Mahmud sat opposite Shrimp. A guard stood in the room.
‘How long will I have to stay here?’ Mahmud was dressed in the prison-issue tracksuit that had seen many inmates before him – one size fits all and it swamped Mahmud. He looked like he’d lost weight. He hadn’t brushed his hair or his teeth. His eyes had taken on the hollow look of one who has lost hope. But he leaned towards Shrimp, eager for any news of help, from any quarter, no matter how unlikely.
‘A long time; unless you tell us what happened.’ Shrimp felt sorry for him. He could see how terrified he was. His face was swollen. ‘You took a beating?’ Mahmud nodded. ‘I’m sorry.’
Mahmud looked through his tears. The last thing he wanted to do was cry. He was terrified. He wanted to open the window and jump out. ‘They broke my wrist. They stamped on my arm. I can’t write now.’ Mahmud talked as if in a dream. He talked as if it didn’t matter. He shook his head. His shoulders slumped over.
‘Yeah, the sooner we get you out of here the better, Mahmud. But you have to work with me. As long as you’re not telling us what happened then we can’t help you. You’re not telling us anything new. You were caught at the scene. I caught you myself, you didn’t even run. What were you doing there? Did you give time for someone else to get away? You were with the Outcasts that night, and yet you say you are not one of them. Your dad says you said you were going to study. What took you across town that night?’
‘I don’t belong here. I am not a Triad. I hate the Outcasts for what they’ve done to our family. I hate the way they’ve ruined everything in the Mansions. It was always tough but we all looked after each other. We were all a family. It didn’t matter what colour you were. Now it’s like living in hell. Now they are turning on each other.’ He paused. ‘Have you seen my family?’
‘I’ve seen your sister. She asked me to come.’
Mahmud’s eyes glued onto Shrimp’s. The mention of home, of his family was enough to make him well up. ‘How is she? And Hafiz, how is he? My father and Ali? What about Grandmother? How are they all?’
‘They are all right. They are worried about you. They want you to come home. They don’t understand why you’re here. Your father wants you to co-operate.
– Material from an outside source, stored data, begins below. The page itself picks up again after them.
Issue #2624, opened 2023-05-31
Document the use of custom resolvers with `OmegaConfigLoader`


ankatiyar:
## Description
To be done after #2622. Add a Kedro specific use case for custom resolvers with `OmegaConfigLoader` in the docs.
This will require some creativity in trying out ways of using custom resolvers in a Kedro project that's useful for our users rather than just addition which they show in the omegaconf docs. 

We also need to clarify what "custom resolvers" are in our own words. 

## Context
Follow up task from the tech design discussion https://github.com/kedro-org/kedro/issues/2407 (24/05)

astrojuanlu:
To note: we have some docs on how to register custom resolvers, but using a custom class, which is probably not necessary

https://github.com/kedro-org/kedro/blob/4a4bd7396668887309dd2352e72ce5b822c24b48/docs/source/configuration/advanced_configuration.md?plain=1#L243-L277

Also, rather than a simple `add` resolver, we could use my Polars use case for instance.

ankatiyar:
Also, mention `replace` is set to `True` in the docs when new resolvers are registered.

noklam:
Cross-post Slack answer

> 
> Ankita Katiyar
>   [25 minutes ago](https://kedro-org.slack.com/archives/C03RKP2LW64/p1691068792855539?thread_ts=1690997737.947639&cid=C03RKP2LW64)
> [@Nok Lam Chan](https://kedro-org.slack.com/team/U03RJ2PH79D)
>  is right - after the next release (or if you use the main branch of the source code), you would be able to set custom resolvers through CONFIG_LOADER_ARGS in your settings.py like this :
> def mydate():
>     return whatever
> 
> CONFIG_LOADER_ARGS = {
>     "custom_resolvers": {
>         "date_resolver": lambda: mydate(),
>     }
> }
> And then in your parameters.yml
> my_date: "${date_resolver:}"
> ---
> Right now you can also do in your settings.py
> def mydate():
>     return whatever
> 
> from omegaconf import OmegaConf
> if not OmegaConf.has_resolver("date_resolver"):
>     OmegaConf.register_new_resolver("date_resolver, lamda: mydate())

PR #2642, opened 2023-06-05
Decouple `logging` from ConfigLoader

noklam:
> **NOTE:** Kedro datasets are moving from `kedro.extras.datasets` to a separate `kedro-datasets` package in
> [`kedro-plugins` repository](https://github.com/kedro-org/kedro-plugins). Any changes to the dataset implementations
> should be done by opening a pull request in that repository.
## Description

Fix #2426

related:
- #2644 This has to be done later as we cannot change starters now.
> **Note**. Breaking, goes in 0.19.0.

Following https://github.com/kedro-org/kedro/issues/2281 we have decided that users will no longer be able to change logging configuration dependent on kedro run environment. This is a huge simplification and means that logging only gets configured _once_ in the kedro process with `LOGGING = _ProjectLogging()`.

There's a few things to be done here, but they all need to be done at the same time or it will be very confusing.

- [x] Remove `KedroSession._setup_logging` and `KedroSession._get_logging_config` 🥳 
- [x] Remove everything to do with logging from all config loaders (e.g. in `config_patterns` and docstring examples)
- [x] Double check you've removed everything that needs removing by searching `logging` throughout the whole codebase. Note that `configure_logging` must _stay_ since it's needed by the parallel runner
- [x] Make sure you explain in the release notes migration guide that a custom logging file is now independent of kedro run environment and only used if `KEDRO_LOGGING_CONFIG` is set to point to it
- [ ] Related doc changes and example of `logging.yml` for advance users who may want to customise logging.

## Checklist

- [ ] Read the [contributing](https://github.com/kedro-org/kedro/blob/main/CONTRIBUTING.md) guidelines
- [ ] Opened this PR as a 'Draft Pull Request' if it is work-in-progress
- [ ] Updated the documentation to reflect the code changes
- [ ] Added a description of this change in the [`RELEASE.md`](https://github.com/kedro-org/kedro/blob/main/RELEASE.md) file
- [ ] Added tests to cover my changes

PR #2869, opened 2023-07-31
Allow registering of custom resolvers to `OmegaConfigLoader`

### LINKED ISSUE #2622: Allow registering of custom resolvers to OmegaConfigLoader through `CONFIG_LOADER_ARGS`
## Description
Allowing users to register custom resolvers will make it easy for users to do more advanced interpolation in their configs.
OmegaConf documentation about custom resolvers - https://omegaconf.readthedocs.io/en/2.3_branch/custom_resolvers.html

## Context
Follow up task for #2407

## Possible Implementation
Users should be able to add custom resolvers in their `settings.py` files -
```python
from kedro.config import OmegaConfigLoader


CONFIG_LOADER_CLASS = OmegaConfigLoader

CONFIG_LOADER_ARGS = {
    "custom_resolvers": {
        "add": lambda *x: sum(x),
    }
}
```
The config files then could look like this -
`parameters.yml`
```yaml
model_options:
  test_size: ${add:1,2,3}
  random_state: 3
```

* The implementation of this on the `OmegaConfigLoader` side should be a very thin wrapper for `OmegaConf.register_new_resolver()` so that any future changes to `OmegaConf` don't affect anything on Kedro side.
* Users can overwrite built-in resolvers using `replace=True`

ankatiyar:
## Description

Resolve #2622 

## Development notes

* Add a new parameter `custom_resolvers` and a new function `_register_new_resolvers` to `OmegaConfigLoader`
`custom_resolvers` is a dict of resolver name -> resolver and can be passed through the project's `settings.py`
```python
from kedro.config import OmegaConfigLoader
CONFIG_LOADER_CLASS = OmegaConfigLoader

CONFIG_LOADER_ARGS = {
    "custom_resolvers": {
        "add_2": lambda x: x+2,
        "plus_10": lambda y: y+10,
    }
}
```   

`oc.env` can be activated like this -
```python
from kedro.config import OmegaConfigLoader
CONFIG_LOADER_CLASS = OmegaConfigLoader

from omegaconf.resolvers import oc

CONFIG_LOADER_ARGS = {
    "custom_resolvers": {
        "oc.env": oc.env,
    }
}
```   
* The function `OmegaConfigLoader._register_new_resolvers()` uses the `omegaconf` function `register_new_resolver()` under the hood. The `replace` parameter is set to `True` so that builtin resolvers can be overwritten.
* Added a test for custom resolvers to `test_omegaconf_config.py`
* Documentation ticket to follow separately - #2624  
* TODO - add this to release notes but holding off till Kedro 0.18.12 release.
## Checklist


kedro/config/omegaconf_config.py
```diff
@@ -302,6 +307,12 @@ def _is_valid_config_path(self, path):
             ".json",
         ]
 
+    @staticmethod
+    def _register_new_resolvers(resolvers: dict[str, Callable]):
+        """Register custom resolvers"""
+        for name, resolver in resolvers.items():
+            OmegaConf.register_new_resolver(name, resolver, replace=True)
+
```
noklam, line 315: Does it generates any log when a resolve is replaced?

noklam: Why do we want to override built-in resolver? Maybe I am missing some context in the issue.

tests/config/test_omegaconf_config.py
```diff
@@ -649,3 +649,21 @@ def test_variable_interpolation_in_catalog_with_separate_templates_file(
...
+        }
+        _write_yaml(base_params, param_config)
+        custom_resolvers = {
+            "add": lambda *x: sum(x),
+            "plus_2": lambda x: x + 2,
+        }
+        conf = OmegaConfigLoader(str(tmp_path), custom_resolvers=custom_resolvers)
+        conf.default_run_env = ""
+        assert conf["parameters"]["model_options"]["test_size"] == 7
+        assert conf["parameters"]["model_options"]["random_state"] == 3
```
noklam, line 669: if `replace=True` is needed we should have a test for overriding resolver.

tests/config/test_omegaconf_config.py
```diff
@@ -649,3 +649,21 @@ def test_variable_interpolation_in_catalog_with_separate_templates_file(
...
+                "test_size": "${add: 3, 4}",
+                "random_state": "${plus_2: 1}",
+            }
+        }
+        _write_yaml(base_params, param_config)
+        custom_resolvers = {
+            "add": lambda *x: sum(x),
+            "plus_2": lambda x: x + 2,
+        }
+        conf = OmegaConfigLoader(str(tmp_path), custom_resolvers=custom_resolvers)
```
noklam, line 666: is `str(tmp_path)` strictly needed?

kedro/config/omegaconf_config.py
```diff
@@ -97,6 +98,7 @@ def __init__(  # noqa: too-many-arguments
                 the configuration paths.
             default_run_env: Name of the default run environment. Defaults to `"local"`.
                 Can be overridden by supplying the `env` argument.
+            custom_resolvers:
```
noklam, line 101: missing some docstring here? Maybe a link to OmegaConf docs

noklam (commented):
Leave some comments, thanks for the PR the description is clear and help a lot for review :)

kedro/config/omegaconf_config.py
ankatiyar: I think we decided in the tech design to have this flag set to true so users have the option to overwrite the built-in resolvers.
No logs generated, I think it might show up twice per resolver because config loader is initialised twice during one run (once when logging is set up and once again when context is created)

merelcht (commented):
I think this generally looks good. I agree with @noklam on having a test to check the overwriting works. We should also mention clearly in the docs that `replace=True` is set when the register new resolvers is called.

tests/config/test_omegaconf_config.py
ankatiyar: Added a test

tests/config/test_omegaconf_config.py
ankatiyar: I think so, `conf_source` is required argument

kedro/config/omegaconf_config.py
```diff
@@ -302,6 +308,12 @@ def _is_valid_config_path(self, path):
             ".json",
         ]
 
+    @staticmethod
+    def _register_new_resolvers(resolvers: dict[str, Callable]):
+        """Register custom resolvers"""
+        for name, resolver in resolvers.items():
+            OmegaConf.register_new_resolver(name, resolver, replace=True)
```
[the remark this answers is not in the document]
ankatiyar: Done

ankatiyar:
I've added a note to #2624 to document the fact that `replace` flag is set to True

tests/config/test_omegaconf_config.py
```diff
@@ -649,3 +649,40 @@ def test_variable_interpolation_in_catalog_with_separate_templates_file(
...
+            }
+        }
+        _write_yaml(base_params, param_config)
+        custom_resolvers = {
+            "custom": lambda x: x + 20,
+        }
+        conf = OmegaConfigLoader(str(tmp_path), custom_resolvers=custom_resolvers)
+        conf.default_run_env = ""
+        # test_size should be calculated using overwritten custom resolver (x + 20)
+        assert conf["parameters"]["model_options"]["test_size"] == 30
```
merelcht, line 688: Is it possible to add a check/assert first to show that "test_size" is set to 20 and then after the overwriting it will be 30? Maybe just by calling omegaconf directly on the `param_config`?

ankatiyar: Updated the test

merelcht (approved):
LGTM! 😄

tests/config/test_omegaconf_config.py
noklam: Sorry, I mean if `tmp_path` alone works? I check the definition of `AbstractConfigLoader` have a signature of `conf_source: str`, but I expect it should be `conf_source : str | Path`.
image

A quick experiment suggests that it should work

image

cc @merelcht

kedro/config/omegaconf_config.py
noklam: I think it would be nice to produce some log here. Either via OmegaConf builtin logging (if any) or we should have log when it is overwritten.

I think it should be an INFO level log because normally you won't overwrite a built-in resolver. Is there any risk if one want to overwrite built-in?

However, if it is producing duplicate logs, maybe it should be a DEBUG level.  

Note that Logging no longer need config_loader, see https://github.com/kedro-org/kedro/pull/2642 This is merged into `develop` only (0.19)

ankatiyar:
@merelcht, I've turned off "replace=True" after discussion with @noklam. The only use case for that would be overwriting the built-in resolvers (oc.create, oc.decode, oc.deprecate, oc.select, oc.dict) which probably not a lot of people would want to do. To switch on `oc.env` does not require it being replaced since we clear it entirely at initialisation of `OmegaConfigLoader`. `OmegaConf` also does not allow replacing resolvers by default. Either way, it doesn't make too much of a difference to the implementation. What do you think?

Also updated the test to check if registering `oc.env` works properly.

merelcht (approved):
Don't forget to update the release notes! Otherwise, this looks all good from my side 👍

ankatiyar:
For advanced users that want to overwrite the built-in resolvers, they can always do so directly in `settings.py` -
```python
from omegaconf import OmegaConf
OmegaConf.register_new_resolver(name, resolver, replace=True)
```

noklam:
> > @merelcht, I've turned off "replace=True" after discussion with @noklam. The only use case for that would be overwriting the built-in resolvers (oc.create, oc.decode, oc.deprecate, oc.select, oc.dict) which probably not a lot of people would want to do. To switch on `oc.env` does not require it being replaced since we clear it entirely at initialisation of `OmegaConfigLoader`. `OmegaConf` also does not allow replacing resolvers by default. Either way, it doesn't make too much of a difference to the implementation. What do you think?
> 
> I think that's a fair point. If it turns out that users want to be able to replace resolvers we could potentially add another argument to `CONFIG_LOADER_ARGS` where they can overwrite it, e.g. `replace_resolvers`. Thanks for discussing this in more detail. I'm happy with this approach 🙂 
>  
> > Also updated the test to check if registering `oc.env` works properly.
> 
> 👍 
> 
> 

@merelcht We also discussed this point. Adding a new replace argument isn't hard, but it  clutters the already long argument list.

Two reasons why I think we shouldn't do it now.
1. If we want to add replace argument, arguably we may need to add a few more since omegaconf allows few extra options. If so should we provide a omegaconf_kwargs instead of just one argument? It's not clear for now.
2. We can always add a new one, and it wouldn't be a breaking change. However if we decide to add replace as an arguments, but later we want to change it to kwargs, it will be a breaking change and we cannot do it easily.

So for now I think we have a good workaround for advance use case which won't be blocking. If there are more evidence coming in later we can then discuss more about 1. and have a hollistic view of what other arguments we may need to support.

noklam:
I also open a new issue to fix the tests and signature in one go. Will refine the description later.

kedro/config/omegaconf_config.py
```diff
@@ -302,6 +308,13 @@ def _is_valid_config_path(self, path):
             ".json",
         ]
 
+    @staticmethod
+    def _register_new_resolvers(resolvers: dict[str, Callable]):
+        """Register custom resolvers"""
+        for name, resolver in resolvers.items():
+            if not OmegaConf.has_resolver("name"):
+                OmegaConf.register_new_resolver(name=name, resolver=resolver)
```
noklam, line 316: Do you still think it makes sense to put a debug log here?

ankatiyar: I added it now!

noklam (approved):
⭐️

Nina wants you back.’
Mahmud nodded, blinked away a tear. ‘Is she still to be married?’
‘I don’t know. I hope not.’
Mahmud searched Shrimp’s face. ‘Do you know my sister well? Shrimp nodded. ‘Then you have to stop her. You have to help her. Her life will be ruined. Tell her it is not too late. Tell her to run away. I will be okay here, tell her not to worry.’
‘Mahmud, listen to me, it is an honourable thing to cover for your younger brother but we will uncover the truth in the end. Hafiz was involved in the fighting that night, wasn’t he? He had a wound on his arm. He ran from the scene, didn’t he? You saved him.’ Mahmud stared down at his hands. ‘Or was it Lilly?’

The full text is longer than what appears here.